[Stored items]
════
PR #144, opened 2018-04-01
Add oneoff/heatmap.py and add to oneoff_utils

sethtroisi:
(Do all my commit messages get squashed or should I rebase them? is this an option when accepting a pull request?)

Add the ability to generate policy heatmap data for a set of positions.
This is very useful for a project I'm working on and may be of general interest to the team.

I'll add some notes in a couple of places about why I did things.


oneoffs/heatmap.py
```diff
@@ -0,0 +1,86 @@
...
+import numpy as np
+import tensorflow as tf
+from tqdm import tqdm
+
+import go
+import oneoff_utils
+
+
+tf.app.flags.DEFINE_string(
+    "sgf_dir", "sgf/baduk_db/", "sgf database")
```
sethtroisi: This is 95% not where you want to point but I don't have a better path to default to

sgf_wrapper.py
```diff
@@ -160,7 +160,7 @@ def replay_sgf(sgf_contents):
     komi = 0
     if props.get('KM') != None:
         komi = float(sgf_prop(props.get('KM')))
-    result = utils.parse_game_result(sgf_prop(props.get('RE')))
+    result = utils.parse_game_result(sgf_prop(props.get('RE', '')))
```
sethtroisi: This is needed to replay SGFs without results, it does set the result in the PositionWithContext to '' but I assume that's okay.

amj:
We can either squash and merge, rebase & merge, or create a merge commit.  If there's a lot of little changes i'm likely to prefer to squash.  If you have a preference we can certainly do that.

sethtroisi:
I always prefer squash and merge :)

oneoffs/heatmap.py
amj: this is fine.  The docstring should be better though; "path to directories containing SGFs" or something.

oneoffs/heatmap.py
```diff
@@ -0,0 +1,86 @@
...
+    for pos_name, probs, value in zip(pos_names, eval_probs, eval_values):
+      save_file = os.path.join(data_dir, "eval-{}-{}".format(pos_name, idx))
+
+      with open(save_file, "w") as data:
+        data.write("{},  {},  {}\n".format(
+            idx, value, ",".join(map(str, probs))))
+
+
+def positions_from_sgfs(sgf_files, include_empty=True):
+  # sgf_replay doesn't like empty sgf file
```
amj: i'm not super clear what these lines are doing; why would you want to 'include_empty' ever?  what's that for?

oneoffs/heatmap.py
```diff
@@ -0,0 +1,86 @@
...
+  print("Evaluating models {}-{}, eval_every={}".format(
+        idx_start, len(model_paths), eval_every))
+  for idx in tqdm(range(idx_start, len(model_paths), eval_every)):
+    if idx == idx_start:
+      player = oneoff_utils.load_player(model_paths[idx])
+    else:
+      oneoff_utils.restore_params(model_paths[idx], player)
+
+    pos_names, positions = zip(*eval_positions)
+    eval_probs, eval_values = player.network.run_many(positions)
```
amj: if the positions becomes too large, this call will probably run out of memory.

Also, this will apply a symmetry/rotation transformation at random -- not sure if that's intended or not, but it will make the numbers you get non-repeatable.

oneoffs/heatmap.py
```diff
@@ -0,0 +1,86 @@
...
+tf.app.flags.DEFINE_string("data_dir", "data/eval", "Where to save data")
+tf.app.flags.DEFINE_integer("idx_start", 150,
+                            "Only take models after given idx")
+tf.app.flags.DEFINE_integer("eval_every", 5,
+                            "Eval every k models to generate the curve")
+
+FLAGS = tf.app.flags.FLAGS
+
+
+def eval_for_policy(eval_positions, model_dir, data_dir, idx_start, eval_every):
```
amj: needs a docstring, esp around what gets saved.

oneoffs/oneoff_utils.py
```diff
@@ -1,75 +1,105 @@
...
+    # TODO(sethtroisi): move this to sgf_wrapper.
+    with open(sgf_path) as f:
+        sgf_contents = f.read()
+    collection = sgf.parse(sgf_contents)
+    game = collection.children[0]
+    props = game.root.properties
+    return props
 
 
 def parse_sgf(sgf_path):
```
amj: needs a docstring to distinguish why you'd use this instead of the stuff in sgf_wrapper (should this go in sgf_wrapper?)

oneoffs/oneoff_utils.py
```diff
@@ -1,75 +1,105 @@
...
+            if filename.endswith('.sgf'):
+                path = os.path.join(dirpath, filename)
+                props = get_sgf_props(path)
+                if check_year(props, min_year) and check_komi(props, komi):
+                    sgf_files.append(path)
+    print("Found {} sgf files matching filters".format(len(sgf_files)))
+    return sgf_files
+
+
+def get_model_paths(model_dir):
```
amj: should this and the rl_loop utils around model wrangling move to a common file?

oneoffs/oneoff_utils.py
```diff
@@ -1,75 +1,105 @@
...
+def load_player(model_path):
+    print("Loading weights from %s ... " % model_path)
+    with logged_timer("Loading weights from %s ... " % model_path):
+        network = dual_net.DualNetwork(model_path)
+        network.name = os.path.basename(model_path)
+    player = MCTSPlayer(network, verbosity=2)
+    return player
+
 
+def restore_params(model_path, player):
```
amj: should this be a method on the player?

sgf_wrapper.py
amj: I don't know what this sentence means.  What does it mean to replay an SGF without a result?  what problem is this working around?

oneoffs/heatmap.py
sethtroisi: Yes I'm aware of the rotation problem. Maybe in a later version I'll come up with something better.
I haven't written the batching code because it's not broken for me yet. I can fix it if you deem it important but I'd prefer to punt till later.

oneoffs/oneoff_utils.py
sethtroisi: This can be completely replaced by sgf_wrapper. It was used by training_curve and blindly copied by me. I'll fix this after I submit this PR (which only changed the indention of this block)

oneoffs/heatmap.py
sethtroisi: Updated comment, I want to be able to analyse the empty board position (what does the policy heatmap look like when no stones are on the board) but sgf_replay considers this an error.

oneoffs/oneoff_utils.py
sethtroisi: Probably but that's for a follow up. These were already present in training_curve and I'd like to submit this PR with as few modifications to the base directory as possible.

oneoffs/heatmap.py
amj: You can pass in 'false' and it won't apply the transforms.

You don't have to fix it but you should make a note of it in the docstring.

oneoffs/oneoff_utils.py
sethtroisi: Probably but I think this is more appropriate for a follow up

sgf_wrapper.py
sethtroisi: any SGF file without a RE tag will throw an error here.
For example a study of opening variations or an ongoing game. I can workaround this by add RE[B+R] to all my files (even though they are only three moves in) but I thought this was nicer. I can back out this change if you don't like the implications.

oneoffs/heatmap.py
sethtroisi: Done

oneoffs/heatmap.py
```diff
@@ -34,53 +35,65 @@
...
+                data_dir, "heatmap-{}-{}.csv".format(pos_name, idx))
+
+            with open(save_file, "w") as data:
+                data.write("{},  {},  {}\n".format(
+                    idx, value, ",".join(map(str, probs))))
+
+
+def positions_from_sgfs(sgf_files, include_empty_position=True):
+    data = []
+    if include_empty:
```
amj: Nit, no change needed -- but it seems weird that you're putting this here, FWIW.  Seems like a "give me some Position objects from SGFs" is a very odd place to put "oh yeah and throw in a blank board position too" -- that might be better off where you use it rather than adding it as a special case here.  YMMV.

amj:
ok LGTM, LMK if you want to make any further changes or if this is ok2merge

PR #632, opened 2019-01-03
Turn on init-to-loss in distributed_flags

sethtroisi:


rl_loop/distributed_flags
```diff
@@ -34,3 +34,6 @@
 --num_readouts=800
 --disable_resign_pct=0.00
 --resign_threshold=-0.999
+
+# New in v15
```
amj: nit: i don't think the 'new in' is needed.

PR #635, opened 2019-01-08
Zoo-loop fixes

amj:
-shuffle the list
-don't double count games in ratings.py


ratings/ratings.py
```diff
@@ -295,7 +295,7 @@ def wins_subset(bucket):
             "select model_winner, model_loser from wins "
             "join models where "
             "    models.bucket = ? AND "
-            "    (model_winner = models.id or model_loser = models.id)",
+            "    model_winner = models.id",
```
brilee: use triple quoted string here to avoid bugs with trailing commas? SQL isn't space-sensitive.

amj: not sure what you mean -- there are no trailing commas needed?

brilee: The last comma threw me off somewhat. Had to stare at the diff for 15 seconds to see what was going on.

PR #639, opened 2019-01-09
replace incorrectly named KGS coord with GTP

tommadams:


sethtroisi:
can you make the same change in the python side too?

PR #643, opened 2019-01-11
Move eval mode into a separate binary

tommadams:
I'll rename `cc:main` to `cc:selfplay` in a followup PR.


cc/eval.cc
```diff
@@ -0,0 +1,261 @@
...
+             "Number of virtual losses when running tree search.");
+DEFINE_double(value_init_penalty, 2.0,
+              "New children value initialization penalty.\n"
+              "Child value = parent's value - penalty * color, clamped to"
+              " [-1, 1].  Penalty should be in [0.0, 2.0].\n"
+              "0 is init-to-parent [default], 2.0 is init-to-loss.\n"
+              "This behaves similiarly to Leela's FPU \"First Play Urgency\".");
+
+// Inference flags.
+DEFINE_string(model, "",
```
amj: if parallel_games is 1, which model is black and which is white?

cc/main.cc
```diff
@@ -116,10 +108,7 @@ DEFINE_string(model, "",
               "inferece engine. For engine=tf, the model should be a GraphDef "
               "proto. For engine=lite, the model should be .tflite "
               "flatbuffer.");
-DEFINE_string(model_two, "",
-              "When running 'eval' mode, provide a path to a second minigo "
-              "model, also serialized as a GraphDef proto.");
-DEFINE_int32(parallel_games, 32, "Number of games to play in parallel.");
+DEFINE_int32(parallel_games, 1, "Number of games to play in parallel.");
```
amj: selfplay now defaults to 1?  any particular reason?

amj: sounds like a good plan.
════
> [PROBLEM REQUIREMENTS]: Looking at the entries, how many lines contain the string "GraphDef"? The answer is that number alone.

> [RESPONSE]: 2